Directions: Your task is to repeat exactly the lines below between the line holding "Issue #302, opened 2026-07-07" and the line holding "### 1. Bug fixes", inclusive, and only those.

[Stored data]
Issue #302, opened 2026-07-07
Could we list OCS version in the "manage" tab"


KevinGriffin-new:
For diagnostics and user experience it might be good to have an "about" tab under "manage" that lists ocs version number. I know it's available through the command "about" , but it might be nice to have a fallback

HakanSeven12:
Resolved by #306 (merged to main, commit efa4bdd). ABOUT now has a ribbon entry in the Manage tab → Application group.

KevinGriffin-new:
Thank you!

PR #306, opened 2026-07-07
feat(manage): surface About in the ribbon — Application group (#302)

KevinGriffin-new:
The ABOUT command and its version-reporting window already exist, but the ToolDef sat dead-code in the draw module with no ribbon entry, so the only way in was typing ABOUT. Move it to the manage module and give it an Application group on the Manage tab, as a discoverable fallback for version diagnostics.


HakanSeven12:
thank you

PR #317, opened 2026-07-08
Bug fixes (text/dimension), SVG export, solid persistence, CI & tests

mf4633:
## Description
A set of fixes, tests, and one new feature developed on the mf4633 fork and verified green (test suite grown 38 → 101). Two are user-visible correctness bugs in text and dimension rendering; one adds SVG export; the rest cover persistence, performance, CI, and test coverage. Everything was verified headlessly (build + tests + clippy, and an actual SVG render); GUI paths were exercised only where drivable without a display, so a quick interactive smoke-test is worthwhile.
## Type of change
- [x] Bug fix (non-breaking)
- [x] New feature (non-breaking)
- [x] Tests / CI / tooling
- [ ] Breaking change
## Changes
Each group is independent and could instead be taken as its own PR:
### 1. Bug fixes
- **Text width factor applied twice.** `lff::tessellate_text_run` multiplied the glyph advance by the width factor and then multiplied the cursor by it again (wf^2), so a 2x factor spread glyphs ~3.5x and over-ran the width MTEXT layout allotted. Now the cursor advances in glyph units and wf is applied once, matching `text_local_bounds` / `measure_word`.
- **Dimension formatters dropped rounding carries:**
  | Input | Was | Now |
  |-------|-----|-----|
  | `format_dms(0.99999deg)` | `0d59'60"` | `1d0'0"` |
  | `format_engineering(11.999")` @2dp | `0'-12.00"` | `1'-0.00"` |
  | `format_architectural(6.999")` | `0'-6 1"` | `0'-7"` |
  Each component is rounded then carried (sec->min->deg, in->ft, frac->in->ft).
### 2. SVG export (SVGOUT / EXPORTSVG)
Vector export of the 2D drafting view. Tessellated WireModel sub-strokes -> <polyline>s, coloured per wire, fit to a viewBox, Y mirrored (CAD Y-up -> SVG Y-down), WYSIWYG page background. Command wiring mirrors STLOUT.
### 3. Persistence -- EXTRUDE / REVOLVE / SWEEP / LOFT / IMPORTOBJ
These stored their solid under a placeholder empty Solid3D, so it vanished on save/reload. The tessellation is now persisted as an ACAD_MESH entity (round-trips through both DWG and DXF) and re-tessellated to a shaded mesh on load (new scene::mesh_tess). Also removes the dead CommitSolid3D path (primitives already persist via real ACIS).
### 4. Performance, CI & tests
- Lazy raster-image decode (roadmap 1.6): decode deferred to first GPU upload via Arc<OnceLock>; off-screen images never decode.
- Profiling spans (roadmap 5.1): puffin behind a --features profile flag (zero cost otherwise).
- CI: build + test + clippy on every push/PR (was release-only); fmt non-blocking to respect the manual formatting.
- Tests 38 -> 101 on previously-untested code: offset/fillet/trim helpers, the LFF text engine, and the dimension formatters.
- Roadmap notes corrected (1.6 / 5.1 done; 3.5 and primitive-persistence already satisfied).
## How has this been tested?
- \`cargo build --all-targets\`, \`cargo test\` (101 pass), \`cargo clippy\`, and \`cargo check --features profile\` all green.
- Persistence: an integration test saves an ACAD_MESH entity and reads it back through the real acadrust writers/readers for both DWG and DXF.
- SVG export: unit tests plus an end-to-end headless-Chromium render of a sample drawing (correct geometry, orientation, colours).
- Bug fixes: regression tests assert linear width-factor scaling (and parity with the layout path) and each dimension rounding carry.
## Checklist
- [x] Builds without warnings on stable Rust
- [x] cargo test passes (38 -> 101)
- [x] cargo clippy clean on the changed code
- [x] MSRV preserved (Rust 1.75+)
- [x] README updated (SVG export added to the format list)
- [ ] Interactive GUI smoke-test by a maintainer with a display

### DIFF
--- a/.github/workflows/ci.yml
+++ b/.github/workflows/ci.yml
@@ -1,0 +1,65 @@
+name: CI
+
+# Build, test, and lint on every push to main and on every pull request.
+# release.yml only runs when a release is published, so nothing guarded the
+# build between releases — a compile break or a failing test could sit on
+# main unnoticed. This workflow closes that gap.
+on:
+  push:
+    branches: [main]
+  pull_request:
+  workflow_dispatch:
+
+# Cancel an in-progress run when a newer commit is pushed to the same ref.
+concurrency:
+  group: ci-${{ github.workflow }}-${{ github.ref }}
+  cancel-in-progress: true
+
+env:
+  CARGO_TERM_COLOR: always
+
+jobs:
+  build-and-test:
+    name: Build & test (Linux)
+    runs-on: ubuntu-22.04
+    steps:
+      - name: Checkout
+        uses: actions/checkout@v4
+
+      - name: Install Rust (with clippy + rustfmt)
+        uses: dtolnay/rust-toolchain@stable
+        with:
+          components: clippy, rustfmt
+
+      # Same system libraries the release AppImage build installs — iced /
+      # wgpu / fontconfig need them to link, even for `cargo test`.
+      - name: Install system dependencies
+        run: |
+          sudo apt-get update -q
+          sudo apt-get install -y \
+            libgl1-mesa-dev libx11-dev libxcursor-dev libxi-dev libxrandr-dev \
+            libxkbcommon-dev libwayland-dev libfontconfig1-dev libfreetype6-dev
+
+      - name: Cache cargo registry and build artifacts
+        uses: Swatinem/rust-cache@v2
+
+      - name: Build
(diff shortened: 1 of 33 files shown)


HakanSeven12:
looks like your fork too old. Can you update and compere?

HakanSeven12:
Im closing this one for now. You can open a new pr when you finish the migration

==

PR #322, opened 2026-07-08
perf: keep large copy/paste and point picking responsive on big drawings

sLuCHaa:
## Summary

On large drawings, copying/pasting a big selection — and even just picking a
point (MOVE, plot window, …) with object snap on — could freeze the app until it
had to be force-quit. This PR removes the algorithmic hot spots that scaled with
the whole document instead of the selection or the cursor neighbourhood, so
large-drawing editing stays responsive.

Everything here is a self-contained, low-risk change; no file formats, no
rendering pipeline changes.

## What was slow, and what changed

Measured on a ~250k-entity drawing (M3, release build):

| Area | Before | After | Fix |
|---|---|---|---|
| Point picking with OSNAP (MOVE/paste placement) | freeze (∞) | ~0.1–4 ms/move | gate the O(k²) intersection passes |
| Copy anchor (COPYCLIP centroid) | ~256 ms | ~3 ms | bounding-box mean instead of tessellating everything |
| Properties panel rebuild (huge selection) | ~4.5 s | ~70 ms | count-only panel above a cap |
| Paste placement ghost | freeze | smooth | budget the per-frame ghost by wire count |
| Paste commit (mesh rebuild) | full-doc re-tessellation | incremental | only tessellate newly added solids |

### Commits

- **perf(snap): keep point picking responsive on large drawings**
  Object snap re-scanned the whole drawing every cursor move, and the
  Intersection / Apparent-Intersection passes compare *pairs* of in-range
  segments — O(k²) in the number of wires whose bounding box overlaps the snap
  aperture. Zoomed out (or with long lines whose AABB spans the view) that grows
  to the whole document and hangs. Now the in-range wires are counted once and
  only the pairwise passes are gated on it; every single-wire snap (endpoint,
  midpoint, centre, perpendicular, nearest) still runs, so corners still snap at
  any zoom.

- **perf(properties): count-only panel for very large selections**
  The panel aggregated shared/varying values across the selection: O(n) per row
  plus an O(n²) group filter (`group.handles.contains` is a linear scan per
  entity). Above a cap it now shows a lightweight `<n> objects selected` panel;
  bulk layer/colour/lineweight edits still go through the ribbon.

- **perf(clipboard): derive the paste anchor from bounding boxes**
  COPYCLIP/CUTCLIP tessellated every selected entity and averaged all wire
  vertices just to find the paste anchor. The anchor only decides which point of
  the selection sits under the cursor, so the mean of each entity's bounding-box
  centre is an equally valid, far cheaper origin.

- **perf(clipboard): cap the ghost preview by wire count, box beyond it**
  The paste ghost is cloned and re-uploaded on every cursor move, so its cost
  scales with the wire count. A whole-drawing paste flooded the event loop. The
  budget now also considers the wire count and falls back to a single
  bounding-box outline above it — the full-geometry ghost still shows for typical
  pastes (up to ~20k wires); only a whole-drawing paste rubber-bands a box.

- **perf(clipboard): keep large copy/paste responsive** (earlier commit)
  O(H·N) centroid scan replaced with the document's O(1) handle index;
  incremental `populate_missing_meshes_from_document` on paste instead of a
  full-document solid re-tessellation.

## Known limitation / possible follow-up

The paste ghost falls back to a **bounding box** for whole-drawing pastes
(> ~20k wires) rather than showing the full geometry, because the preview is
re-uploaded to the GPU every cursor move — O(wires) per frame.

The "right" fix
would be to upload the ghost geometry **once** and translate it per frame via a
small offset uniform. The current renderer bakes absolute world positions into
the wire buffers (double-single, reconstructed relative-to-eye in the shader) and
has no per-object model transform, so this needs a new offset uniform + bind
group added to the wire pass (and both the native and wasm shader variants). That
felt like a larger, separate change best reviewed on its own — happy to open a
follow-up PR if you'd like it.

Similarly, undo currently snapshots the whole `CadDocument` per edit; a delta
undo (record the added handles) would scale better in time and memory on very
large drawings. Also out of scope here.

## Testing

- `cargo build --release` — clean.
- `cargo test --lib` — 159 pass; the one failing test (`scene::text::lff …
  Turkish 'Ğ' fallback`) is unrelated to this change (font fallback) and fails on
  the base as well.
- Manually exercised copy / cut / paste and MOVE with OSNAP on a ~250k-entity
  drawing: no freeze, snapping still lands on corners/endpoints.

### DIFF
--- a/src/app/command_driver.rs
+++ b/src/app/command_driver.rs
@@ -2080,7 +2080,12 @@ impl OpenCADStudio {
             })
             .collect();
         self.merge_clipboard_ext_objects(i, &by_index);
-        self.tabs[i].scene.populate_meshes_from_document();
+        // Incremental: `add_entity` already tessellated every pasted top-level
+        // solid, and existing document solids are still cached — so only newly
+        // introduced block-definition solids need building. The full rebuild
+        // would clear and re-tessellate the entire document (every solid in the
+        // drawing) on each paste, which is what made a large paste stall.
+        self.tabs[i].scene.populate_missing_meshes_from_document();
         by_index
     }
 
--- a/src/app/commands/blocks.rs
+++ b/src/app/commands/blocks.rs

Reply:
Issue #302, opened 2026-07-07
Could we list OCS version in the "manage" tab"


KevinGriffin-new:
For diagnostics and user experience it might be good to have an "about" tab under "manage" that lists ocs version number. I know it's available through the command "about" , but it might be nice to have a fallback

HakanSeven12:
Resolved by #306 (merged to main, commit efa4bdd). ABOUT now has a ribbon entry in the Manage tab → Application group.

KevinGriffin-new:
Thank you!

PR #306, opened 2026-07-07
feat(manage): surface About in the ribbon — Application group (#302)

KevinGriffin-new:
The ABOUT command and its version-reporting window already exist, but the ToolDef sat dead-code in the draw module with no ribbon entry, so the only way in was typing ABOUT. Move it to the manage module and give it an Application group on the Manage tab, as a discoverable fallback for version diagnostics.


HakanSeven12:
thank you

PR #317, opened 2026-07-08
Bug fixes (text/dimension), SVG export, solid persistence, CI & tests

mf4633:
## Description
A set of fixes, tests, and one new feature developed on the mf4633 fork and verified green (test suite grown 38 → 101). Two are user-visible correctness bugs in text and dimension rendering; one adds SVG export; the rest cover persistence, performance, CI, and test coverage. Everything was verified headlessly (build + tests + clippy, and an actual SVG render); GUI paths were exercised only where drivable without a display, so a quick interactive smoke-test is worthwhile.
## Type of change
- [x] Bug fix (non-breaking)
- [x] New feature (non-breaking)
- [x] Tests / CI / tooling
- [ ] Breaking change
## Changes
Each group is independent and could instead be taken as its own PR:
### 1. Bug fixes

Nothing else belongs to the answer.